Lo stesso dicasi per le note tecniche di ausilio per installare correttamente
files integrativi del software statistico-econometrico STATA.
A] Presentazione del corso e del metodo econometrico. Introduzione al software
econometrico Stata.
L'obiettivo è quello di riepilogare i concetti di Econometria di Base,
applicati a dati cross-section ed a dati per serie storiche.

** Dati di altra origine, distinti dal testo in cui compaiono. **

PR #989, opened 2018-04-04
Add tests to merged schema regression and bump graphql-tools version

freiksenet:


src/lib/__tests__/mergeSchemas.js
```diff
@@ -91,3 +92,53 @@ describe("convection link", () => {
     })
   })
 })
+
+describe("stiched schema regressions", () => {
+  it.only("union in interface fragment issue", async () => {
```
alloy: Probably shouldn’t remain `it.only`

src/test/utils.js
```diff
@@ -41,3 +42,29 @@ export const runAuthenticatedQuery = (query, rootValue = {}) => {
...
+) => {
+  if (!mergedSchema) {
+    mergedSchema = await mergeSchemas()
+  }
+  return graphql(mergedSchema, query, rootValue, {}).then(result => {
+    if (result.errors) {
+      const error = result.errors[0]
+      throw error.originalError || error
+    } else {
+      return Promise.resolve(result.data)
```
alloy: Off-topic: I’m wondering why we’re boxing the result data in a resolved promise here and above, that should be done automatically when returning data from a `then`, no?

src/lib/__tests__/mergeSchemas.js
```diff
@@ -91,3 +92,53 @@ describe("convection link", () => {
...
+              __typename
+            }
+          }
+        }
+      }
+    `,
+      {
+        artworkLoader: async () => artworkResponse,
+        salesLoader: async () => sales,
+        relatedFairsLoader: async () => ({}),
```
alloy: I haven’t been using the `async` keyword in anger yet; this is equal to `() => Promise.resolve({})` ?

src/lib/__tests__/mergeSchemas.js
```diff
@@ -91,3 +92,53 @@ describe("convection link", () => {
...
 })
+
+describe("stiched schema regressions", () => {
+  it.only("union in interface fragment issue", async () => {
+    const artworkResponse = {
+      id: "banksy-di-faced-tenner-21",
+      sale_ids: ["foo-foo"],
+    }
+
+    const sales = [
```
alloy: Nit: maybe call this `salesResponse` to be consistent with the one above it?

src/lib/__tests__/mergeSchemas.js
freiksenet: Oops. :)

src/test/utils.js
freiksenet: Indeed it's superficial. I just copied :)

src/lib/__tests__/mergeSchemas.js
freiksenet: Yes, exactly.

src/lib/__tests__/mergeSchemas.js
freiksenet: Ok.

PR #992, opened 2018-04-08
Fix foreman

orta:
Node Foreman hasn't been updated in a few years, and it looks like Heroku have opted to start shipping their own with a few fixes.


alloy:
Yeah, good stuff!

PR #1011, opened 2018-04-19
@joeyAghion => allow reserve to be passed when updating an order

sweir27:
Per your comment on my previous PR!

We need to be able to pass `reserve: true` when we update an order.


joeyAghion:
👍

PR #1020, opened 2018-04-25
@yuki24 => return whether or not I have qualified credit cards

sweir27:
Don't merge this until https://github.com/artsy/gravity/pull/11689 is deployed to production (I'll do that in the morning)!-- but looking for comments.

This PR adds a the field `has_qualified_credit_cards` on `me`, so we will know whether or not to show the credit card form when you attempt to confirm a bid.


sweir27:
Gravity-side is deployed, so this is good to go.

yuki24:
LGTM!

Punti chiave della metodologia econometrica sono: specificazione del modello
empirico a partire dalla teoria e dai dati (teoria-DGP, modello teorico-campione,
modello stimabile-modello empirico); analisi preliminare dei dati (normalità,
ricerca degli outlier); stima del modello empirico con il metodo OLS; test di
scorretta specificazione sui residui (normalità, eteroschedasticità-autocorrelazione,
linearità); test di significatività sui parametri (test t e F).
Una buona lettura tratta da Wooldridge: Capp.
1 e 19.
Di seguito, un ripasso delle basi con qualche avanzamento.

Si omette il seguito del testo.